Embora São Paulo tenha a maior renda média mensal, Brasília ocupa o primeiro lugar no IDHM em padrão de vida porque o índice é medido pela soma da renda média de todos os moradores. O valor total é dividido pelo número de habitantes da localidade, incluindo os sem registro de renda.

5 maiores índices

Brasília: 0,826

São Paulo: 0,812

Curitiba: 0,803

Porto Alegre: 0,797

Rio de Janeiro: 0,796

5 menores índices

Fortaleza: 0,716

São Luís: 0,721

Belém: 0,722

Manaus: 0,724

Natal: 0,736

De acordo com a publicação, a esperança de vida ao nascer varia, em média, 12 anos dentro das regiões metropolitanas avaliadas. “Se consideradas todas as UDHs (mais de 9 mil) das 16 regiões analisadas, o melhor dado corresponde a 82 anos, enquanto o mais baixo é 67 anos. São 15 anos de diferença em termos de expectativa de vida ao nascer”, mostra o estudo.

Quanto à educação, o Atlas informa que nas UDHs com melhor desempenho entre todas as 16 regiões analisadas, o percentual de pessoas com mais de 18 anos com ensino fundamental completo varia de 91% a 96%. “Já nas UDHs com pior desempenho, a variação fica entre 21% e 37%, portanto quase três vezes menor”, aponta a pesquisa.

5 maiores índices

São Luís: 0,737

São Paulo: 0,723

Brasília: 0,701

Curitiba: 0,701

Cuiabá: 0,700

5 menores índices

Manaus: 0,636

Porto Alegre: 0,649

Belém: 0,656

Natal: 0,658

Salvador: 0,661

O objetivo de pesquisar as UDHs é evidenciar as disparidades existentes entre elas, que antes eram omitidas pelas médias municipais. Segundo o estudo, a partir da análise dos dados é possível concluir que mesmo nas regiões metropolitanas mais carentes há bolsões com muito alto desenvolvimento humano e que, nas regiões com maior IDHM, também há várias UDHs com baixos níveis de renda e educação.

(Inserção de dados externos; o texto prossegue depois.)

PR #297, opened 2019-08-12
Stop "RuntimeWarning: invalid value encountered in true_divide"

hyanwong:
I was getting a little annoyed by "invalid value encountered in true_divide" warnings during the unit tests in some of the `TestDiversity` derived classes. This stops the errors, but perhaps we want to work out why they are happing in the first place. I guess this is a @petrelharp thing?

PR #330, opened 2019-08-23
Fix testing

petrelharp:
I discovered some errors in the testing setup while mucking around with #328, and have pulled those out. These changes depend on #313; ignore those commits.  I've run all the stats tests with p=1.0  to make sure things are good.  Note that there were no errors with the  actual implementations, only with two of our "naive" implementations.


petrelharp:
Oh, *this PR* actually closes #297.

PR #335, opened 2019-08-23
Fix TODO in computing mutation parents

hyanwong:


petrelharp:
I don't think this is right. Can you make a small example? And, I don't see how anything like this *could* work, because: consider the case that a mutation's parent is removed but that mutation's parent is not (or a longer such chain); to discover this you need to traverse trees. Well, I guess it could be done more simply than compute_mutation_parents, by traversing the tree of mutations only, but I don't know if this is worth the trouble?

hyanwong:
It works in this case because `keep_intervals` removes all mutations at a site. So if we remove one mutation, we are also compelled to remove the entire chain back to the root. At least, that's my take...

It's tested in e.g.

```
nosetests tests/test_topology.py:TestKeepIntervals.test_single_tree_jukes_cantor
```

which produces mutations with chains of parents, I think.

petrelharp:
Oh, right. Context, Peter, context. =)  Nice.

hyanwong:
It's easy to overthink this sort of thing. But a good sign of paranoia in general, I think.

jeromekelleher:
very neat, thanks @hyanwong. I'm assuming that this was tested pretty throughly first time around, so there's nothing else needed here.

Can you rebase to bring it up to date please?

hyanwong:
Rebased, and comment added to explain why we don't need to deal with the mutation tree (in case anyone is thinking of copying and pasting the code in a different context, when it might fail for reasons discussed above.

jeromekelleher:
OK, thanks. The appveyor failure is unrelated (#344), I'll merge once this is sorted out.

PR #342, opened 2019-08-27
Raise limit for offset cols to 2**32.

### LINKED ISSUE #341: Metadata columns artificially limited to 2G
The ``metadata_offset`` column in the C table API is a uint32_t (as are all other offset columns) but the metadata column is limited to storing < 2G of data. This is because we're using the same check for signed and unsigned limits, e.g., [here](https://github.com/tskit-dev/tskit/blob/master/c/tskit/tables.c#L235). 

Add a new function ``check_offset_overflow`` which will check the limits correctly in this case, and allow metadata columns to be 4G long.

jeromekelleher:
Closes #341

cc @petrelharp and @molpopgen. This takes some of the pressure off for metadata columns anyway.

### DIFF
--- a/c/tests/test_tables.c
+++ b/c/tests/test_tables.c
@@ -787,10 +787,10 @@ test_edge_table_squash_multiple_parents(void)
         "4  10  4   0\n"
         "0  4   4   0\n";
 /*
-            4       5  
+            4       5
            / \     / \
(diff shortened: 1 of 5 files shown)


jeromekelleher:
Build failure is unrelated: #344.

De acordo com Olinto Nogueira, coordenador de pesquisa da Fundação João Pinheiro, as UDHs são áreas com a maior homogeneidade socioeconômica possível, amplamente reconhecidas pela população e contíguas.

“As maiores desigualdades estão dentro dos municípios e não entre municípios. Isso que levou a gente a fazer o zoom dentro dos municípios, fugir das grandes médias e tentar aproximar o máximo possível da realidade das pessoas”, disse Nogueira.

As regiões metropolitanas analisadas foram Belém, Belo Horizonte, Cuiabá, Curitiba, Brasília (Distrito Federal), Fortaleza, Goiânia, Manaus, Natal, Porto Alegre, Recife, Rio de Janeiro, Salvador, São Luís, São Paulo e Vitória. O Atlas foi produzido com base no Censo Demográfico do IBGE de 2010 e apresenta mais de 200 indicadores de desenvolvimento humano em 5.565 municípios brasileiros.